Basically, I want to copy table DET to table DET_NEW. I know that DET has some rows duplicated so I want to do it inserting duplicated rows just once. As you can see, I want to copy these rows by periods using HDR table.
Edit to add info: DET has no primary keys (that's why it has duplicated rows). DET_NEW has a composite primary key with FK1 and FK2.
PROBLEM:
I know that this is not a new topic. I've tried all the solutions I've found and SQL Server returns an error about primary key constraint violation ("cannot insert duplicate key"). The queries were executed explicitly just with one core.
I saw that MySQL has INSERT IGNORE
but I think there is nothing similar in SQL Server.
My solutions are the following ones:
Query 1:
INSERT INTO DET_NEW (FK1, FK2, value)
SELECT DISTINCT D.FK1, D.FK2, D.value
FROM HDR AS H, DET AS D
WHERE H.Date >= CONVERT( datetime, '2015-01-01 00:00:00', 20 )

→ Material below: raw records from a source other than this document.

PR #670, opened 2021-06-18
test(fix): remove assertion on error message for reads older than 60 seconds

kolea2:
It seems like the error message for this has been updated.

### DIFF
--- a/google-cloud-firestore/src/test/java/com/google/cloud/firestore/it/ITSystemTest.java
+++ b/google-cloud-firestore/src/test/java/com/google/cloud/firestore/it/ITSystemTest.java
@@ -1537,7 +1537,6 @@ public class ITSystemTest {
       final StatusRuntimeException invalidArgument = (StatusRuntimeException) rootCause;
       final Status status = invalidArgument.getStatus();
       assertThat(status.getCode()).isEqualTo(Code.FAILED_PRECONDITION);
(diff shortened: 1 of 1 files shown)


google-cloud-firestore/src/test/java/com/google/cloud/firestore/it/ITSystemTest.java
```diff
@@ -1537,7 +1537,7 @@ public Void updateCallback(Transaction transaction) throws Exception {
       final StatusRuntimeException invalidArgument = (StatusRuntimeException) rootCause;
       final Status status = invalidArgument.getStatus();
       assertThat(status.getCode()).isEqualTo(Code.FAILED_PRECONDITION);
-      assertThat(status.getDescription()).contains("minimum");
+      assertThat(status.getDescription()).isEqualTo("The requested snapshot version is too old.");
```
kolea2, line 1540: Question to reviewer: I noticed we've updated this assertion before - is it worth keeping (is the previous assertion enough?)

wu-hui: I think we can just delete this line, checking for exact messages does not bring much value and is easy to break.

kolea2: Thanks @wu-hui, I've removed the assertion.

wu-hui (approved):

PR #671, opened 2021-06-18
fix: handle thrown exceptions in runAsyncTransaction callback

### LINKED ISSUE #667: firestore-admin: runAsyncTransaction() throwing exception never stops retrying
OS: Linux
openjdk version 11.0.11
firebase-admin:7.3.0
google-cloud-firestore:2.5.0

A transaction with the local emulator that always throws an exception is constantly retried and never times out:

```java
var options = FirestoreOptions
  .getDefaultInstance()
  .toBuilder()
  .setProjectId(Config.GOOGLE_CLOUD_PROJECT)
  .setEmulatorHost("localhost:9000")
  .setCredentials(new FirestoreOptions.EmulatorCredentials());
var firestore = options.build().getService();

firestore
  .runAsyncTransaction(
    tx -> {
      log.info("Hello world");
      throw new RuntimeException("Fail");
      // return ApiFutures.immediateFuture("OK");
    }
  )
  .get();
```

If I replace the `throw` statement with `return`, the invocation finishes successfully. 

I also tried adding the following, and it didn't work:

```java
options.setRetrySettings(
  RetrySettings
    .newBuilder()
    .setMaxAttempts(1)
    .setTotalTimeout(Duration.ofSeconds(2))
    .setInitialRpcTimeout(Duration.ofSeconds(2))
    .setMaxRpcTimeout(Duration.ofSeconds(2))
    .build()
)
```

I expected the following:

* Transaction retries to expire after 60 seconds
* With the second example, the transaction to stop retrying after one failed attempt or 2 seconds passed.

Did I miss something?

thebrianchen:
Fixes #667.

The callback `onFailure` is only triggered if the ApiFuture contains the exception. When a runtime exception is thrown neither the `onFailure` nor `onSuccess` handler is called, leading the ApiFuture to hang and never complete.

The fix adds a `catchingAsync()` around `updateCallback` to guard against thrown exceptions. Added a system test for redundancy, but I can remove it. Both tests fail (never complete) when run against master.

### DIFF
--- a/google-cloud-firestore/src/main/java/com/google/cloud/firestore/TransactionRunner.java
+++ b/google-cloud-firestore/src/main/java/com/google/cloud/firestore/TransactionRunner.java
@@ -145,33 +145,34 @@ class TransactionRunner<T> {
    * Invokes the user callback on the user callback executor and returns the user-provided result.
    */
   private SettableApiFuture<T> invokeUserCallback() {
-    final SettableApiFuture<T> callbackResult = SettableApiFuture.create();
+    final SettableApiFuture<T> returnedResult = SettableApiFuture.create();
 
     userCallbackExecutor.execute(
         new Runnable() {
           @Override
           public void run() {
             try {
+              ApiFuture<T> userCallbackResult = userCallback.updateCallback(transaction);
               ApiFutures.addCallback(
-                  userCallback.updateCallback(transaction),
+                  userCallbackResult,
                   new ApiFutureCallback<T>() {
                     @Override
                     public void onFailure(Throwable t) {
-                      callbackResult.setException(t);
+                      returnedResult.setException(t);
                     }
 
                     @Override
                     public void onSuccess(T result) {
-                      callbackResult.set(result);
+                      returnedResult.set(result);
                     }
                   },
                   firestoreExecutor);
             } catch (Exception e) {
-              callbackResult.setException(e);
+              returnedResult.setException(e);
             }
           }
         });
-    return callbackResult;
+    return returnedResult;
   }
 
   /** A callback that invokes the BeginTransaction callback. */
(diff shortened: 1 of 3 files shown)


schmidt-sebastian (commented):
Did you look at https://github.com/googleapis/java-firestore/blob/f2c76a15061984327547715401c93e17f9838113/google-cloud-firestore/src/main/java/com/google/cloud/firestore/FirestoreImpl.java#L465? It might be cleaner to follow the same pattern here.

thebrianchen:
> ? It might be cleaner to follow the same pattern here.

I saw that, but it's only clean for synchronous functions. For async callbacks that return an ApiFuture, I think the only way is to add a callback.

google-cloud-firestore/src/main/java/com/google/cloud/firestore/TransactionRunner.java
```diff
@@ -146,24 +146,29 @@ public void run() {
...
-            ApiFutures.addCallback(
-                userCallback.updateCallback(transaction),
-                new ApiFutureCallback<T>() {
-                  @Override
-                  public void onFailure(Throwable t) {
-                    callbackResult.setException(t);
-                  }
+            try {
+              ApiFutures.addCallback(
+                  userCallback.updateCallback(transaction),
```
schmidt-sebastian, line 156: I think this code would be easier to understand if you did something like this:

```
try {
const result = userCallback.updateCallback(transaction)
ApiFutures.addCallback(...)
} catch (Exception e) {
   callbackResult.setException(e);
}
```

It's very hard to tell what the try/catch block addresses. The other alternative is to wrap the callback in a try/catch before passing it here like in TransactionAsyncFunction.

thebrianchen: Done, moved it out into a separate variable.

schmidt-sebastian (approved):

PR #688, opened 2021-07-02
fix: lower batch size on BulkWriter retry

thebrianchen:


google-cloud-firestore/src/main/java/com/google/cloud/firestore/BulkWriter.java
```diff
@@ -82,6 +83,9 @@
   /** The maximum number of writes that can be in a single batch. */
   public static final int MAX_BATCH_SIZE = 20;
 
+  /** The maximum number of writes can be can in a single batch that is being retried. */
```
schmidt-sebastian, line 86: This is Sebastian-level grammar. Please upgrade to Brian-level grammar.

google-cloud-firestore/src/main/java/com/google/cloud/firestore/BulkWriter.java
```diff
@@ -1050,7 +1057,13 @@ void setMaxPendingOpCount(int newMax) {
   private void sendOperationLocked(
       ApiFunction<BulkCommitBatch, ApiFuture<WriteResult>> enqueueOperationOnBatchCallback,
       final BulkWriterOperation op) {
-    if (bulkCommitBatch.has(op.getDocumentReference())) {
+    // A backoff duration greater than 0 implies that this batch is a retry.
+    // Retried writes are sent with a batch size of 10 in order to guarantee
+    // that the batch is under the 10MiB limit.
+    boolean retryInSmallerBatch =
```
schmidt-sebastian, line 1063: This boolean does more than just check whether a smaller batch should be used. It also checks the size of the current batch. I think we need to move some logic or change the name.

google-cloud-firestore/src/main/java/com/google/cloud/firestore/BulkWriter.java
```diff
@@ -1062,7 +1075,11 @@ private void sendOperationLocked(
     bulkCommitBatch.enqueueOperation(op);
     enqueueOperationOnBatchCallback.apply(bulkCommitBatch);
 
-    if (bulkCommitBatch.getMutationsSize() == maxBatchSize) {
+    if (op.getBackoffDuration() > 0) {
```
schmidt-sebastian, line 1078: I am a bit confused. Why do we need this and `retryInSmallerBatch`? Is it possible to remove one of these checks?

google-cloud-firestore/src/main/java/com/google/cloud/firestore/BulkWriter.java
```diff
@@ -1062,7 +1075,11 @@ private void sendOperationLocked(
...
+      bulkCommitBatch.setMaxBatchSize(RETRY_MAX_BATCH_SIZE);
+    }
+
+    if (bulkCommitBatch.getMutationsSize() == bulkCommitBatch.getMaxBatchSize()) {
```
schmidt-sebastian, line 1082: ... especially since we are reading the value right back here.

google-cloud-firestore/src/main/java/com/google/cloud/firestore/BulkWriter.java
thebrianchen: The first check involving `retryInSmallerBatch` ensures that we are adding the retry to an appropriate batch. For example, if the batch already had 15 writes enqueued, and `sendOperationLocked()` is called with a retry, BulkWriter needs to first send the existing batch to create a new batch of size 10.

Consolidated the checks into a single if statement at the start of the function.

google-cloud-firestore/src/main/java/com/google/cloud/firestore/BulkWriter.java
thebrianchen: Removed.

schmidt-sebastian (approved):

PR #726, opened 2021-08-10
chore: hello Java8

schmidt-sebastian:
This PR is the result of running Java8 migrations via IntelliJ (with some occasional fine-tuning).

### DIFF
--- a/google-cloud-firestore/src/main/java/com/google/cloud/firestore/BulkCommitBatch.java
+++ b/google-cloud-firestore/src/main/java/com/google/cloud/firestore/BulkCommitBatch.java
@@ -16,8 +16,6 @@
 
 package com.google.cloud.firestore;
 
-import com.google.api.core.ApiAsyncFunction;
-import com.google.api.core.ApiFunction;
 import com.google.api.core.ApiFuture;
 import com.google.api.core.ApiFutures;
 import com.google.api.gax.rpc.ApiException;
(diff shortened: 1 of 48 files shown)


google-cloud-firestore/src/main/java/com/google/cloud/firestore/BulkCommitBatch.java
```diff
@@ -127,20 +122,17 @@ void setMaxBatchSize(int size) {
...
+          com.google.rpc.Status.Builder status =
+              com.google.rpc.Status.newBuilder()
+                  .setCode(exception.getStatusCode().getCode().ordinal())
+                  .setMessage(exception.getMessage());
+          BatchWriteResponse.Builder response1 = BatchWriteResponse.newBuilder();
+          for (int i = 0; i < pendingOperations.size(); ++i) {
+            response1.addWriteResults(com.google.firestore.v1.WriteResult.getDefaultInstance());
+            response1.addStatus(status);
           }
+          return response1.build();
```
kolea2, line 135: nit - would rename this to something more descriptive, ie `batchWriteResponse`

google-cloud-firestore/src/main/java/com/google/cloud/firestore/CustomClassMapper.java
```diff
@@ -305,7 +305,7 @@ static Object convertToPlainJavaTypes(Object object) {
       try {
         result =
             (rawType == Map.class)
-                ? new HashMap<String, Object>()
+                ? new HashMap<>()
```
kolea2, line 308: I know it's not needed, but do you think we could gain any readability here from being explicit?

google-cloud-firestore/src/main/java/com/google/cloud/firestore/ResourcePath.java
```diff
@@ -185,11 +185,6 @@ ResourcePath createPathWithSegments(ImmutableList<String> segments) {
   }
 
   public static Comparator<ResourcePath> comparator() {
-    return new Comparator<ResourcePath>() {
-      @Override
-      public int compare(ResourcePath left, ResourcePath right) {
-        return left.compareTo(right);
-      }
-    };
+    return Comparator.naturalOrder();
```
kolea2, line 188: just want to confirm this is tested so there's no surprises

kolea2 (approved):
LGTM with a few questions/nits

google-cloud-firestore/src/main/java/com/google/cloud/firestore/CustomClassMapper.java
kolea2: nvm, the code above was hidden. This is fine 👍

google-cloud-firestore/src/main/java/com/google/cloud/firestore/ResourcePath.java
schmidt-sebastian: The code is equivalent as it ends up calling `compareTo`. The tests for this are in https://github.com/googleapis/java-firestore/blob/c5e43aacb1c8977b475b9f3eac9be6ab79c31975/google-cloud-firestore/src/test/java/com/google/cloud/firestore/OrderTest.java

schmidt-sebastian (commented):
Thanks for the review!

google-cloud-firestore/src/main/java/com/google/cloud/firestore/ResourcePath.java
kolea2: sgtm!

AND H.Date < CONVERT( datetime, '2016-01-01 00:00:00', 20 )
AND H.FK1 = D.FK1
Query 2:
INSERT INTO DET_NEW (FK1, FK2, value)
SELECT D.FK1, D.FK2, D.value
FROM
(SELECT DISTINCT D.FK1, D.FK2, D.value
FROM HDR AS H, DET AS D
WHERE H.Date >= CONVERT( datetime, '2015-01-01 00:00:00', 20)
AND H.Date < CONVERT( datetime, '2016-01-01 00:00:00', 20 )
AND H.FK1 = D.FK1) D
Query 3:
INSERT INTO DET_NEW (FK1, FK2, value)
SELECT D.FK1, D.FK2, D.value
FROM HDR AS H, DET AS D
WHERE H.Date >= CONVERT(datetime, '2018-02-01 00:00:00', 20)
AND H.Date < CONVERT(datetime, '2018-02-05 00:00:00', 20)
AND H.FK1 = D.FK1
GROUP BY D.FK1, D.FK2
Query 4:
WITH cte AS
(
SELECT
D.FK1, D.FK2, D.value,
ROW_NUMBER() OVER (PARTITION BY D.FK1, D.FK2, D.value ORDER BY D.FK1) AS [rn]
FROM
HDR AS H, DET AS D
WHERE
H.Date >= CONVERT(datetime, '2018-02-01 00:00:00', 20)
AND H.Date < CONVERT(datetime, '2018-02-03 00:00:00', 20)
AND H.FK1 = D.FK1
)
INSERT INTO DET_NEW (FK1, FK2, value)
SELECT cte.FK1, cte.FK2, cte.value
FROM cte
WHERE cte.[rn] = 1
ADDITIONAL INFO
I executed the following query: in the external part, the code checks if there is any duplication; on the inside, there is a SELECT DISTINCT
, the same as Query 2. The results are more than 1k rows, so I've something incorrect in the queries.
SELECT D.FK1, D.FK2, COUNT(D.FK1) AS count
FROM (
SELECT DISTINCT D.FK1, D.FK2, D.value
FROM HDR AS H,
DET AS D
WHERE H.Date >= CONVERT( datetime, '2018-02-01 00:00:00', 20 )
and H.Date < CONVERT( datetime, '2018-02-03 00:00:00', 20 )
and H.FK1 = D.FK1
)D
GROUP BY D.FK1, D.FK2
HAVING
COUNT(*) > 1
The questions are: why am I inserting duplicates? Is there another efficient way for a large database (billions of rows)?
It's likely that for some combinations of FK1
and FK2
, there is more than one different value
in DET
. The following query should demonstrate that
SELECT FK1, FK2, MIN(value), MAX(value), COUNT(DISTINCT value)
FROM DET
GROUP BY FK1, FK2
HAVING COUNT(DISTINCT value) > 1
You'll either need to include value in the composite key in DET_NEW
or work out how you want to select which value to use for each key, e.g. using a MIN
or MAX
. The query that @MoinulIslam provided will also help you select a single value for each key. In that query it is just choosing the first one.